# WHAT IS NEEDED
Say, as a bare number, how many lines of the listing hold "with".

# GIVEN DATA
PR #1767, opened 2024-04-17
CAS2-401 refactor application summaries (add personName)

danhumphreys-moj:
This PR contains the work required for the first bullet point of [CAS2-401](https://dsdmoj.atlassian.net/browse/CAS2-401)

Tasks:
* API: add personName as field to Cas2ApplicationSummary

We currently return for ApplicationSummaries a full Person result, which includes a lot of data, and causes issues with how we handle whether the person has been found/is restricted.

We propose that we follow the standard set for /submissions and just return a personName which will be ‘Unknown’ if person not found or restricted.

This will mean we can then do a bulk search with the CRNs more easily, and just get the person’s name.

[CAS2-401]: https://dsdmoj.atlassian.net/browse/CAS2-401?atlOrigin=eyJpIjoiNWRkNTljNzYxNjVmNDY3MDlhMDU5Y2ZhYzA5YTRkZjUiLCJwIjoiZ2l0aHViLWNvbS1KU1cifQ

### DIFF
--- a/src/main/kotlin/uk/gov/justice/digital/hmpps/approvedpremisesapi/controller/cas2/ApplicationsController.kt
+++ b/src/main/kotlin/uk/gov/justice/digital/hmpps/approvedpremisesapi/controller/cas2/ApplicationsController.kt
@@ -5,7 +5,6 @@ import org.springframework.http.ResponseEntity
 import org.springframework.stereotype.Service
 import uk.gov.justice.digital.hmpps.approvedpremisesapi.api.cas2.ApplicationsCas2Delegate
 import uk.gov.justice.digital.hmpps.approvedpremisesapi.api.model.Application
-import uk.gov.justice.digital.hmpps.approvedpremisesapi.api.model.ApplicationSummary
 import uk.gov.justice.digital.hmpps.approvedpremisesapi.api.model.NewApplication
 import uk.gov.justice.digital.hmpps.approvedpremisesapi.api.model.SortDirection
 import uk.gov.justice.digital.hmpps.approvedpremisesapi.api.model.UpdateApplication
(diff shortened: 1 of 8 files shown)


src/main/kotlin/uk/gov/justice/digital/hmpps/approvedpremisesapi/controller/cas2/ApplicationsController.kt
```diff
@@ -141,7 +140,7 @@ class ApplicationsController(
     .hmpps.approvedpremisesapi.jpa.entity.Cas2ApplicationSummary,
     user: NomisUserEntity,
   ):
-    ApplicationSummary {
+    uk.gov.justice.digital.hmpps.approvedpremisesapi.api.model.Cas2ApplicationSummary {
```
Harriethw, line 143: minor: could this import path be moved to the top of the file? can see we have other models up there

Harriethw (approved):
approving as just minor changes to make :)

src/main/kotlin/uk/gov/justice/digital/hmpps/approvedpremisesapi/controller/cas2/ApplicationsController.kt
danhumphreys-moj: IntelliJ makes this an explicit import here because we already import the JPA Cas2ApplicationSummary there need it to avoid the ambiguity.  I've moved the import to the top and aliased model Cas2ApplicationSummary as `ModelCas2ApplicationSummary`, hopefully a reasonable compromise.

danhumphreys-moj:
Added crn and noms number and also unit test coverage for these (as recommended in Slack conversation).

...

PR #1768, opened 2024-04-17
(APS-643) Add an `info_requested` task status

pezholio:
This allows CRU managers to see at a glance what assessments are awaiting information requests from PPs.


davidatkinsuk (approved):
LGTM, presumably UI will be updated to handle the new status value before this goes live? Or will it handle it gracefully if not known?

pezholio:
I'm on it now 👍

# SOLUTION BELOW
2